Background technology
Along with the raising of China's power network schedule automation, the unattended operation of transformer station is the development of current power system
Trend, in transformer substation intelligent monitoring system, fire defector is primarily to auxiliary monitoring personnel safeguard substation safety, and it is
Carry out researching and developing based on technology such as Digital Image Processing, Digital Video Processing, computer vision and Model Identification, by means of calculating
Machine treatment technology, carries out high speed analysis to the mass data in monitor video, the flame automatically occurred in detection monitoring place, and
To monitoring, personnel report to the police, and to avoid the generation of fire, bring about great losses.
In current video flame detecting method, only consider flame individually or Partial Feature, as single color characteristic,
Behavioral characteristics or shape facility, not from overall these features of angle comprehensive consideration, in some cases, due to obtained
Characteristic set is insufficient, or different objects has identical feature, and traditional method can be other objects, such as flicker at night
Car light, be mistaken for flame.
It addition, current flame detecting method directly utilizes before and after's frame frame difference to determine flame zone when extracting behavioral characteristics
Territory, will report to the police when the object meeting flame color feature is moved, and this can cause the flase drop of flame equally.
So, how to improve fire defector precision, it is urgently to be resolved hurrily in video flame detection for reducing fire defector false drop rate
Problem.
Summary of the invention
In order to solve above-mentioned technical problem, the present invention proposes a kind of dynamic flame detection method merging multiple features and dress
Put, by the flame in Fusion of Color feature, motion feature, shape and structure feature and blinking characteristics detection video flowing.
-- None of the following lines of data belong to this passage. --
PR #195, opened 2023-12-29
RSDK-5509 Allow custom handlers for module termination

benjirewis:
[RSDK-5509](https://viam.atlassian.net/browse/RSDK-5509)

Adds a public `register_cleanup_function` method to `ModuleService` that allows users to register custom logic to run before their module shuts down. Uses `register_cleanup_function` in the simple and complex module examples to log a small message before the module shuts down.


src/viam/sdk/module/service.hpp
```diff
@@ -53,6 +53,13 @@ class ModuleService : viam::module::v1::ModuleService::Service {
     /// @param model The model to add.
     void add_model_from_registry(API api, Model model);
 
+    /// @brief Registers a cleanup function to run when the module shuts down. There is
+    /// no default cleanup function and only a single cleanup function can be registered.
+    /// Cleanup functions must be registered before `serve` is called.
```
benjirewis, line 58: I chose to not allow registration of multiple cleanup functions. Hypothetically, we could allow it, maintain a "stack" of functions, and call them in a FILO order in `~ModuleService`, but I'd rather force module authors to consolidate their cleanup logic into a single function.

src/viam/sdk/module/service.cpp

According to an aspect of the present invention, it is provided that a kind of video flame detecting method based on multi-feature fusion, described method
Comprise the following steps:
Step 1, sets up flame color model based on RGB, HSI and YUV color space;
Step 2, the color model that applying step 1 is set up carries out color detection to current frame to be detected, obtains having flame
The color detection target area of color characteristic;
Step 3, extracts adjacent 2 frames of frame to be detected, uses accumulation difference to carry out motion detection, obtains motion detection target
Region, will be that the color detection target region with motion detection target area is as flame suspicious region simultaneously;
Step 4, calculates the shape and structure feature of flame suspicious region, flame suspicious region is carried out spatial domain Morphological Identification,
Reject the flame suspicious region not meeting spatial domain Morphological Identification condition;
Step 5, on the basis of step 4, carries out statistical to the situation of change of flame suspicious region pixel gray value
Analysis, obtains the flame suspicious region dynamic blinking characteristics of time domain, differentiates described flame suspicious region according to the dynamic blinking characteristics of time domain
Whether it is real flame region.
According to a further aspect of the invention, it is provided that a kind of video flame based on multi-feature fusion detection device, described dress
Put and include:
Flame color model building module, for setting up flame color model based on RGB, HSI and YUV color space;
Color target detection module, for current frame to be detected being carried out color detection according to the color model set up,
Obtain the color detection target area with flame color feature;
Moving object detection module, for extracting adjacent 2 frames of frame to be detected, uses accumulation difference to carry out motion detection,
Obtain motion detection target area, using doubtful as flame for the region being color detection target and motion detection target area simultaneously
Region;
Spatial domain Morphological Identification module, for calculating the shape and structure feature of flame suspicious region, enters flame suspicious region
Line space territory Morphological Identification, rejects the flame suspicious region not meeting spatial domain Morphological Identification condition;
Time domain dynamic discriminant module, for carrying out statistical to the situation of change of flame suspicious region pixel gray value
Analysis, obtains the flame suspicious region dynamic blinking characteristics of time domain, differentiates described flame suspicious region according to the dynamic blinking characteristics of time domain
Whether it is real flame region.
Technical scheme, by setting up the flame color model of multiple color spaces, applies this model to flow to video
Row color detection, uses accumulation difference to carry out motion detection to by the region of color detection, obtains doubtful flame region, calculate
The shape and structure feature of doubtful flame region carries out spatial domain Morphological Identification, and the blinking characteristics analyzing doubtful flame region carries out time domain
Dynamic discriminant, if meeting pre-provisioning request, the most doubtful flame region is real flame region.This video flame detecting method,
Improve the accuracy of detection of video flame, reduce video flame false drop rate, the successful Application for intelligent monitor system provides
Technical guarantee, has the strongest practical value and realistic meaning.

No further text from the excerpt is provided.